Bruxelles n’aime pas cette situation. Depuis des mois, les régulateurs européens s’inquiètent ouvertement d’une dollarisation rampante des paiements numériques sur le continent. Un stablecoin en dollar largement utilisé pour régler des transactions en Europe, c’est une forme de dépendance monétaire discrète mais bien réelle. MiCA a d’ailleurs été conçu, en partie, pour reprendre la main : le règlement impose des exigences strictes de réserves, de transparence et de gouvernance aux émetteurs, et prévoit des garde-fous pour éviter qu’un stablecoin étranger ne devienne un moyen de paiement dominant.

Dans ce contexte, l’arrivée d’un acteur crédible sur l’euro numérique tombe à point nommé pour les autorités. Reste à savoir si les émetteurs parviendront à créer une demande réelle. Car un stablecoin ne vaut que par ses cas d’usage : paiements transfrontaliers, règlement instantané entre entreprises, transferts de fonds. Sur ces terrains, l’euro numérique doit encore faire ses preuves face à des systèmes bancaires déjà bien rodés en zone euro.

Ce que ça peut changer, concrètement

Pour un lecteur en France, en Belgique ou en Suisse, l’impact ne sera pas immédiat. On ne va pas payer sa baguette en stablecoin demain matin. Mais l’infrastructure qui se met en place vise d’abord les entreprises et les flux transfrontaliers. Une PME qui règle des fournisseurs à l’international, une plateforme qui verse des paiements à des indépendants aux quatre coins du monde, un commerçant en ligne exposé à plusieurs devises : ce sont eux les premiers concernés.

Le potentiel est particulièrement parlant pour les transferts vers et depuis le Maghreb ou l’Afrique de l’Ouest, où les frais de remise d’argent restent élevés et où les circuits bancaires traditionnels prennent leur commission au passage. Les stablecoins promettent, en théorie, des transferts quasi instantanés et bon marché. La réalité est plus nuancée — encore faut-il des points d’entrée et de sortie fiables entre le jeton et la monnaie locale, et un cadre réglementaire clair de chaque côté. Mais la brique européenne qui vient d’être posée fait partie de l’équation.

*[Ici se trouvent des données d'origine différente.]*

PR #23, opened 2021-04-01
emergency fix for delegator info

hoffmannjan:


zie1ony (approved):
I have tested it with mainnet and works fine.

PR #42, opened 2021-04-28
Support Signer's disconnectFromSite

zie1ony:
### Added

- Support `disconnectFromSite` method from the Signer.


George-cl (approved):
LGTM, thanks!

PR #61, opened 2021-05-28
1.3.4 - Signer.getVersion returns running version of Signer

hoffmannjan:
## Added

- `Signer.getVersion` returns running version of Signer.


George-cl (approved):
LGTM!

PR #64, opened 2021-06-03
casper-client-sdk 1.4.0 - New Signer.Sign method

hoffmannjan:
## Changed

- `Signer.sign` now requires deploy in JSON format, `public-key hex` of a sender and `public-key hex` of a target.

### DIFF
--- a/src/@types/casperlabsSigner.d.ts
+++ b/src/@types/casperlabsSigner.d.ts
@@ -18,10 +18,10 @@ interface CasperLabsHelper {
    * Send Deploy in JSON format message to Signer plugin to sign.
    *
    * @param deploy deploy in JSON format
-   * @param sourcePublicKey base64 encoded public key used to sign the deploy
-   * @param targetPublicKey base64 encoded public key used to sign the deploy
+   * @param sourcePublicKeyHex public key in hex format with algorithm prefix. Used to sign the deploy
+   * @param targetPublicKeyHex public key in hex format with algorithm prefix. Used to display hex-formatted address on the UI
    */
-  sign: (deploy: JSON, sourcePublicKey: string, targetPublicKey: string) => Promise<JSON>;
+  sign: (deploy: any, sourcePublicKeyHex: string, targetPublicKeyHex: string) => Promise<JSON>;
   
   /*
    * Returns base64 encoded public key of user current selected account.
--- a/src/@types/casperlabsSigner.d.ts
+++ b/src/@types/casperlabsSigner.d.ts
@@ -17,7 +17,7 @@ interface CasperLabsHelper {
   /**
    * Send Deploy in JSON format message to Signer plugin to sign.
    *
-   * @param messageBase16 the base16 encoded message that plugin received to sign
+   * @param deploy deploy in JSON format
    * @param sourcePublicKey base64 encoded public key used to sign the deploy
    * @param targetPublicKey base64 encoded public key used to sign the deploy
    */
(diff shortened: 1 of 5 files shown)


src/@types/casperlabsSigner.d.ts
```diff
@@ -15,12 +15,13 @@ interface CasperLabsHelper {
   requestConnection: () => void;
   
   /**
-   * send base16 encoded message to plugin to sign
+   * Send Deploy in JSON format message to Signer plugin to sign.
    *
-   * @param messageBase16 the base16 encoded message that plugin received to sign
-   * @param publicKeyBase64 the base64 encoded public key used to sign the deploy, if set, we will check whether it is the same as the active key for signing the message, otherwise, we won't check.
+   * @param deploy deploy in JSON format
+   * @param sourcePublicKey base64 encoded public key used to sign the deploy
```
George-cl: The keys should be in hex format with algorithm prefix. The inline-doc suggests `base64`.

src/@types/casperlabsSigner.d.ts
```diff
@@ -15,12 +15,13 @@ interface CasperLabsHelper {
...
+   * @param targetPublicKey base64 encoded public key used to sign the deploy
    */
-  sign: (messageBase16: string, publicKeyBase64?: string) => Promise<string>;
+  sign: (deploy: JSON, sourcePublicKey: string, targetPublicKey: string) => Promise<JSON>;
```
George-cl: To help cement the idea that we want them to use hex format would it be worth renaming these to:
`sourcePublicKeyHex` and `targetPublicKeyHex`?
Just opinion on this one as the doc will state it explicitly once updated.

Also I can't quite remember but wasn't there an issue with typing `deploy` as `JSON` - I feel like it was set to `JSONTypes`

src/lib/Signer.ts
```diff
@@ -49,19 +49,23 @@ export const getActivePublicKey: () => Promise<string> = () => {
 };
 
 /**
- * send base16 encoded message to plugin to sign
+ * Send Deploy in JSON format message to Signer plugin to sign.
  *
- * @param messageBase16 the base16 encoded message that plugin received to sign
- * @param publicKeyBase64 the base64 encoded public key used to sign the deploy, if set, we will check whether it is the same as the active key for signing the message, otherwise, we won't check.
+ * @param deploy deploy in JSON format
+ * @param sourcePublicKey base64 encoded public key used to sign the deploy
```
George-cl: All references to public keys here should be for the **pub_key_hex** rather than `base64` IMO

src/lib/Signer.ts
```diff
@@ -49,19 +49,23 @@ export const getActivePublicKey: () => Promise<string> = () => {
...
  * @throws Error if haven't connected to CasperLabs Signer browser extension.
  * @throws Error if publicKeyBase64 is not the same as the key that Signer used to sign the message
  */
 export const sign: (
-  messageBase16: string,
-  publicKeyBase64?: string
-) => Promise<string> = (messageBase16: string, publicKeyBase64?: string) => {
-  return window.casperlabsHelper!.sign(messageBase16, publicKeyBase64);
+  deploy: JSON, 
+  sourcePublicKey: string,
```
George-cl, line 64: Same as in the type definition file I suggested it might be worth renaming to specify **hex** in the key var. names

George-cl (changes requested):
Left a few comments - mainly to do with the documentation and naming than anything functional. Happy to discuss any of it further with you.

George-cl (approved):
Cheers - all looks good

PR #84, opened 2021-07-08
Add strong validation before decoding public key

sirormy:


hoffmannjan:
Hi,

thanks for contribution, the problem is your regexp won't cover `SECP256k1` keys which has 66 chars. 
What do you think about `^0(1[0-9a-f]{64}|2[0-9a-f]{66})$` ? 

Cheers!

sirormy:
> Hi,
> 
> thanks for contribution, the problem is your regexp won't cover `SECP256k1` keys which has 66 chars.
> What do you think about `^0(1[0-9a-f]{64}|2[0-9a-f]{66})$` ?
> 
> Cheers!

Yes, I think you are right, code committed, please review, thanks.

Un mot de prudence, tout de même. Un stablecoin agréé MiCA offre davantage de garanties qu’un jeton non régulé, mais il ne supprime pas tous les risques. La qualité des réserves, la solvabilité de l’émetteur, la sécurité technique des plateformes : autant de points qui restent à surveiller. Le règlement européen a resserré la vis, il ne l’a pas fait disparaître.

Ce qu’il faut retenir, c’est le mouvement de fond. Les stablecoins sortent lentement de la sphère purement crypto pour s’installer dans l’infrastructure du paiement classique. Quand une entreprise du calibre de Stripe obtient le tampon MiCA, ce n’est plus une expérimentation de niche. C’est le signe que l’Europe se prépare, bon gré mal gré, à un système de paiement où les jetons numériques auront leur place. Et où l’euro, cette fois, entend bien ne pas laisser le dollar tout rafler.